1 -Determinam a perda de mandato:
a)A declaração de inelegibilidade na sequência da verificação da regularidade de mandatos prevista no artigo 19.º;
b)A ocorrência superveniente de alguma das causas de incompatibilidade previstas no artigo 30.º;
c)A ocorrência superveniente de alguma das causas de incapacidade previstas no n.º 2 do artigo 5.º;
d)A alteração da área de residência do círculo eleitoral pelo qual se foi eleito;
e)A não aceitação ou renúncia ao mandato;
f)A falta injustificada a uma reunião do plenário ou três reuniões das comissões ou do Conselho Permanente, sem exceder, no total, o limite de três faltas injustificadas;
g)O trânsito em julgado de sentença condenatória em processo crime, de qualquer dos seus membros, em Portugal ou no estrangeiro, que haja determinado uma pena privativa da liberdade.
2 -Para efeitos do disposto na alínea f) do número anterior, consideram-se justificadas as faltas dadas por motivos de doença e caso de força maior.
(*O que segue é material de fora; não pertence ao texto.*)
PR #2917, opened 2023-10-04
Respect wffc override for blank block disks

### LINKED ISSUE #2915: Blank disk with block volume mode stuck in ImportScheduled for WFFC storage class
**What happened**:
Created a blank DV with block volume mode for WFFC storage class, and found that it is stuck in ImportScheduled phase

Expect the disk to be in Succeeded phase.

1. Have a storage class that supports block mode and WFFC
2. Create a blank DV as below:
```
kind: DataVolume
metadata:
  name: empty-disk
spec:
  source:
    blank: {}
  storage:
    accessModes:
    - ReadWriteMany
    resources:
      requests:
        storage: 10Gi
    storageClassName: block-sc
    volumeMode: Block
```
3. Observe that the dv is stuck in ImportScheduled phase.

**Additional context**:

Adding the annotation `cdi.kubevirt.io/storage.usePopulator: "false"`  to the dv allows the import to fall back to the old way and bypass the issue. 
    
**Environment**:
- CDI version (use `kubectl get deployments cdi-deployment -o yaml`): v1.57.0

akalenyu:
We currently don't support the wffc override for blank block disks,
while there may be some use cases where that is desired.

Fixes #2915 

**Release note**:

```release-note
BugFix: wffc override not respected for blank block disks
```

### DIFF
--- a/pkg/controller/import-controller.go
+++ b/pkg/controller/import-controller.go
@@ -215,20 +215,6 @@ func (r *ImportReconciler) Reconcile(_ context.Context, req reconcile.Request) (
 		return reconcile.Result{}, nil
 	}
 
-	// In case this is a request to create a blank disk on a block device, we do not create a pod.
-	// we just mark the DV as successful
-	volumeMode := cc.GetVolumeMode(pvc)
-	if volumeMode == corev1.PersistentVolumeBlock && pvc.GetAnnotations()[cc.AnnSource] == cc.SourceNone && pvc.GetAnnotations()[cc.AnnPreallocationRequested] != "true" {
-		log.V(1).Info("attempting to create blank disk for block mode, this is a no-op, marking pvc with pod-phase succeeded")
-		if pvc.GetAnnotations() == nil {
-			pvc.SetAnnotations(make(map[string]string, 0))
-		}
-		pvc.GetAnnotations()[cc.AnnPodPhase] = string(corev1.PodSucceeded)
-		if err := r.updatePVC(pvc, log); err != nil {
-			return reconcile.Result{}, errors.WithMessage(err, fmt.Sprintf("could not update pvc %q annotation and/or label", pvc.Name))
-		}
-		return reconcile.Result{}, nil
-	}
 	return r.reconcilePvc(pvc, log)
 }
 
--- a/tests/import_test.go
+++ b/tests/import_test.go
@@ -587,31 +587,34 @@ var _ = Describe("Importer Test Suite-Block_device", func() {
 
 	})
 
-	It("[test_id:4972]Should create blank raw image for block PV", func() {
+	DescribeTable("Should create blank raw image for block PV", func(consumer bool) {
 		if !f.IsBlockVolumeStorageClassAvailable() {
 			Skip("Storage Class for block volume is not available")
 		}
 		dv := utils.NewDataVolumeForBlankRawImageBlock("create-blank-image-to-block-pvc", "500Mi", f.BlockSCName)
+		if !consumer {
+			controller.AddAnnotation(dv, controller.AnnImmediateBinding, "true")
+		}
 		dv, err = utils.CreateDataVolumeFromDefinition(f.CdiClient, f.Namespace.Name, dv)
 		Expect(err).ToNot(HaveOccurred())
 
 		By("verifying pvc was created")
 		pvc, err := utils.WaitForPVC(f.K8sClient, dv.Namespace, dv.Name)
 		Expect(err).ToNot(HaveOccurred())
-		f.ForceBindIfWaitForFirstConsumer(pvc)
+		if consumer {
+			f.ForceBindIfWaitForFirstConsumer(pvc)
+		}
 
 		By("Waiting for import to be completed")
 		err = utils.WaitForDataVolumePhase(f, f.Namespace.Name, cdiv1.Succeeded, dv.Name)
 		Expect(err).ToNot(HaveOccurred(), "Datavolume not in phase succeeded in time")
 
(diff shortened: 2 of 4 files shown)


tests/import_test.go
```diff
@@ -611,6 +616,15 @@ var _ = Describe("Importer Test Suite-Block_device", func() {
...
 		}, controllerSkipPVCCompleteTimeout, assertionPollInterval).Should(BeTrue())
 		Expect(err).ToNot(HaveOccurred())
+
+		err = utils.WaitForPersistentVolumeClaimPhase(f.K8sClient, pvc.Namespace, v1.ClaimBound, pvc.Name)
+		Expect(err).ToNot(HaveOccurred())
+	},
+		Entry("[test_id:4972] with first consumer", true),
+		Entry("with bind immediate annotation", false),
+	)
+	It("Should create blank raw image for block PV", func() {
```
alromeros, line 626: Code leftover, looks good otherwise. Thanks for the PR!

akalenyu: whoops thx

pkg/controller/import-controller.go
```diff
@@ -220,12 +220,11 @@ func (r *ImportReconciler) Reconcile(_ context.Context, req reconcile.Request) (
 	volumeMode := cc.GetVolumeMode(pvc)
 	if volumeMode == corev1.PersistentVolumeBlock && pvc.GetAnnotations()[cc.AnnSource] == cc.SourceNone && pvc.GetAnnotations()[cc.AnnPreallocationRequested] != "true" {
 		log.V(1).Info("attempting to create blank disk for block mode, this is a no-op, marking pvc with pod-phase succeeded")
-		if pvc.GetAnnotations() == nil {
-			pvc.SetAnnotations(make(map[string]string, 0))
-		}
-		pvc.GetAnnotations()[cc.AnnPodPhase] = string(corev1.PodSucceeded)
-		if err := r.updatePVC(pvc, log); err != nil {
-			return reconcile.Result{}, errors.WithMessage(err, fmt.Sprintf("could not update pvc %q annotation and/or label", pvc.Name))
+		if pvc.Status.Phase == corev1.ClaimBound {
```
awels, line 223: So I am not sure about this. We purposely mark the PVC succeeded in the blank block case regardless of if it is bound or not. This is so that KubeVirt won't think it can't use the PVC. Once we have a consumer kubernetes will bind the PVC and everything resolves itself.

This was pre-populator logic. Now I don't really see how populators would affect blank block volumes at all, since there is no population. Maybe I am missing something.

akalenyu: > This is so that KubeVirt won't think it can't use the PVC

KubeVirt should be fine with WFFC Pending PVCs/DV:
https://github.com/kubevirt/kubevirt/pull/9812

awels: Right, so I am trying to understand why we want this particular check here. I don't think we even want to use populators, unless maybe pre-allocation is set to true.

akalenyu: The problem is if we stop using populators with this flow, we're back at the doppelganger pod solution

awels: For the blank volume without pre-allocation case, there is no need for the doppel ganger. It is 'populated' already considering there is nothing we have to do. It just gets bound when the VM starts, but it is still exactly the way we want it. With pre-allocation, I would expect our populator to attempt the pr-eallocation at the appropriate time.

akalenyu:
/hold

Taking a step back. This works with HonorWaitForFirstConsumer enabled creating a bind pod.
The only thing that is broken is using `bind.immediate` with block blank DVs (because no consumer will be created)

pkg/controller/import-controller.go
lzang: In my case, the PVC is not in bound state. It is in WFFC. 
If the issue is because I didn't enable HonorWaitForFirstConsumer feature gate, is there any side effect or behavior change of enabling this feature gate?

akalenyu: So we've been going with this feature for quite a few releases now,
it basically means we respect WFFC binding by not creating any worker pods until PVCs get scheduled.

Is there any particular use case you have that would require bypassing WFFC behavior,
and bind PVCs randomly? Or will these blank disks be consumed by a VM?

akalenyu:
@lzang @awels PTAL

pkg/controller/import-controller.go
```diff
@@ -215,20 +215,6 @@ func (r *ImportReconciler) Reconcile(_ context.Context, req reconcile.Request) (
...
-		log.V(1).Info("attempting to create blank disk for block mode, this is a no-op, marking pvc with pod-phase succeeded")
-		if pvc.GetAnnotations() == nil {
-			pvc.SetAnnotations(make(map[string]string, 0))
-		}
-		pvc.GetAnnotations()[cc.AnnPodPhase] = string(corev1.PodSucceeded)
-		if err := r.updatePVC(pvc, log); err != nil {
-			return reconcile.Result{}, errors.WithMessage(err, fmt.Sprintf("could not update pvc %q annotation and/or label", pvc.Name))
-		}
-		return reconcile.Result{}, nil
-	}
```
lzang, line 231: I don't get why this is not needed any more from looking at the CL.  Could you please clarify why? 
Does this logic work for both populator case and non-populator case?

awels: Essentially this was a short cut for one particular case (blank disk, no preallocation) and removing it will cause a pod to be created, but per the rest of this PR, that pod won't do anything. What it will do is follow the rest of the logic when creating a population pod, which should work for both populator and non populator cases, as well as HonorWaitForFirstConsumer set or not.

PR #2928, opened 2023-10-16
Improve DataVolume status reporting with populators

alromeros:

With the addition of populators into CDI, we introduced a minor divergence in the DataVolume status reporting between the new and the old flow to avoid checking PVC Prime from the legacy controllers.

Though it would be ideal to ignore the PVC Prime in the DV layer completely, there are certain cases where the reported status does not match the current behavior (check https://bugzilla.redhat.com/show_bug.cgi?id=2241637 for an example).

This PR aims to update the status reporting mechanism in import and upload controllers so both the old flow and the populator flow match.

Fixes # https://bugzilla.redhat.com/show_bug.cgi?id=2241637

It would be ideal to completely ignore the PVC Prime from the DV layer, but I think this solution will help us with all the specific cases where we are reporting a status that doesn't match CDI behavior. Let me know what you think.

**Release note**:

```release-note
Bugfix: Improve DataVolume status reporting with populators
```

### DIFF
--- a/pkg/controller/datavolume/upload-controller.go
+++ b/pkg/controller/datavolume/upload-controller.go
@@ -196,19 +196,37 @@ func isPVCUploadPopulation(pvc *corev1.PersistentVolumeClaim) bool {
 	return populators.IsPVCDataSourceRefKind(pvc, cdiv1.VolumeUploadSourceRef)
 }
 
+func (r *UploadReconciler) shouldUpdateStatusPhase(pvc *corev1.PersistentVolumeClaim, dv *cdiv1.DataVolume) (bool, error) {
+	pvcCopy := pvc.DeepCopy()
+	if isPVCUploadPopulation(pvcCopy) {
+		// Better to play it safe and check the PVC Prime too
+		// before updating DV phase.
+		nn := types.NamespacedName{Namespace: pvcCopy.Namespace, Name: populators.PVCPrimeName(pvcCopy)}
+		err := r.client.Get(context.TODO(), nn, pvcCopy)
+		if err != nil {
+			if k8serrors.IsNotFound(err) {
+				return false, nil
+			}
+			return false, err
+		}
+	}
+	_, ok := pvcCopy.Annotations[cc.AnnUploadRequest]
+	return ok && pvcCopy.Status.Phase == corev1.ClaimBound && !pvcIsPopulated(pvcCopy, dv), nil
+}
+
 func (r *UploadReconciler) updateStatusPhase(pvc *corev1.PersistentVolumeClaim, dataVolumeCopy *cdiv1.DataVolume, event *Event) error {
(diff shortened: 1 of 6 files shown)


alromeros:
/cc @mhenriks
I've been trying to avoid checking the PVC Prime but I think this is a good solution for all the corner cases where we report `ImportScheduled` or `UploadScheduled` with an indefinitely pending PVC Prime. Let me know what you think.

alromeros:
I'm wondering how to address the error that's popping up in the [tests](https://prow.ci.kubevirt.io/view/gs/kubevirt-prow/pr-logs/pull/kubevirt_containerized-data-importer/2928/pull-containerized-data-importer-e2e-ceph-wffc/1713851829361577984). There's this specific case where we test a failed import in which the PVC Prime gets bound after the target PVC is updated for the last time. Since we don't trigger reconciles for PVC Prime updates, we don't update the status phase to `ImportScheduled`. It's just a minor cosmetic divergence from the non-populator flow, but still a bummer since all this PR is to address these divergences. Don't know if there's a way to solve this unless we add a watch to reconcile PVC Primes, which seems overkill for this specific case. Will continue with it tomorrow.

pkg/controller/datavolume/upload-controller.go
```diff
@@ -196,19 +196,37 @@ func isPVCUploadPopulation(pvc *corev1.PersistentVolumeClaim) bool {
 	return populators.IsPVCDataSourceRefKind(pvc, cdiv1.VolumeUploadSourceRef)
 }
 
+func (r *UploadReconciler) shouldUpdateStatusPhase(pvc *corev1.PersistentVolumeClaim, dv *cdiv1.DataVolume) (bool, error) {
```
mhenriks, line 199: Is this function duplicated in import controller?

alromeros: There's common code but one function uses `isPVCImportPopulation` and `AnnImportPod` and the other the upload equivalent. I can try to have one shared function but I think this practice is somewhat common in our controllers.

pkg/controller/populators/import-populator.go
```diff
@@ -248,8 +248,16 @@ func (r *ImportPopulatorReconciler) updateImportProgress(podPhase string, pvc, p
 	if err != nil {
 		return err
 	}
+	if importPod == nil {
+		_, ok := pvc.Annotations[cc.AnnPopulatorProgress]
+		// Initialize the progress once PVC Prime is bound
+		if !ok && cc.IsBound(pvcPrime) {
+			cc.AddAnnotation(pvc, cc.AnnPopulatorProgress, "N/A")
```
alromeros, line 255: This is a nasty patch to force a reconcile in the DV controller when the PVC' gets bound disguised as an annotation to initialize progress. It should fix the error in the tests, and it matches the behavior in the DV controller. After spending hours on this I think this is the best-looking solution.

Issue #2515, opened 2022-12-21
clone_progress metric doesn't meet the metrics naming conventions


sradco:
**What happened**:
clone_progress metric doesn't meet the metrics naming conventions.
- https://prometheus.io/docs/instrumenting/writing_exporters/#naming
- https://sdk.operatorframework.io/docs/best-practices/observability-best-practices/

This makes it hard for users to identify the metric and to what operator it is related to.
It also 

We should deprecate the clone_progress metric and separate it into 2 metrics:
1. A metric that reports the how much was already processed
2. A metric that reports the remaining bytes of the clone that needs to be processed.

Similar to the kubevirt_migrate_vmi_data_processed_bytes and kubevirt_migrate_vmi_data_remaining_bytes metrics.

This way the percentage can be calculated by dividing the 2 metrics as it is recommended in Prometheus 
"Expose ratios, not percentages. Even better, specify a counter for each of the two components of the ratio."

**What you expected to happen**:
The metrics should follow the best practices so that the operator users can find them and use them correctly.

**How to reproduce it (as minimally and precisely as possible)**:
Steps to reproduce the behavior.

**Additional context**:

**Environment**:
- CDI version (use `kubectl get deployments cdi-deployment -o yaml`): N/A
- Kubernetes version (use `kubectl version`): N/A
- DV specification: N/A
- Cloud provider or hardware configuration: N/A
- OS (e.g. from /etc/os-release): N/A
- Kernel (e.g. `uname -a`): N/A
- Install tools: N/A
- Others: N/A

alromeros:
Hello @sradco, thanks for opening this issue!

I created a Jira card https://issues.redhat.com/browse/CNV-26873 to track this.

Since we are planning on doing a big refactor/development in CDI to implement custom K8s populators per source type, that would probably be a good opportunity to modify the cloning metrics to match the naming conventions.

avlitman:
Please make sure to update [`import_progress](https://github.com/kubevirt/containerized-data-importer/blob/main/pkg/image/qemu_test.go#L247)` and `[test_progress](https://github.com/kubevirt/containerized-data-importer/blob/main/pkg/util/prometheus/prometheus_test.go#L25)` to fit the new naming for `clone_progress`

avlitman:
[...]

PR #2929, opened 2023-10-18
Move clone_progress to separate list

avlitman:
Since clone_progress metric used for internal purpose only we should not document it in metrics.md or test it in the metrics linter. therefore clone_progress moved to separate list (not used by the doc and linter generators).

Fixes https://github.com/kubevirt/containerized-data-importer/issues/2515
Jira-ticket: https://issues.redhat.com/browse/CNV-33647

This fix was discussed with CDI developer.

**Release note**:

```
The "clone_progress" metric has been removed from the project documentation. We have decided to exclude this metric from the documentation as it is intended for internal use only.
```


cmd/cdi-cloner/clone-source.go
```diff
@@ -96,8 +96,8 @@ func startPrometheus() {
 func createProgressReader(readCloser io.ReadCloser, ownerUID string, totalBytes uint64) io.ReadCloser {
 	progress := prometheus.NewCounterVec(
 		prometheus.CounterOpts{
-			Name: monitoring.MetricOptsList[monitoring.CloneProgress].Name,
```
sradco, line 99: @avlitman  Why should we keep them here at all?

avlitman:
Please do not merge this PR before @sradco approves.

3 -A perda de mandato é notificada ao interessado pelo membro do Governo responsável pelas áreas da emigração e das comunidades portuguesas, após emissão de parecer do embaixador no país onde se situe a sede do respetivo círculo eleitoral.
4 -Da notificação prevista no número anterior cabe recurso, no prazo de 5 dias úteis, para o membro do Governo identificado no número anterior, que o decide no prazo de 10 dias úteis.
5 -A perda de mandato torna-se efetiva desde a sua publicitação no portal do Governo e no sítio na Internet do Ministério dos Negócios Estrangeiros.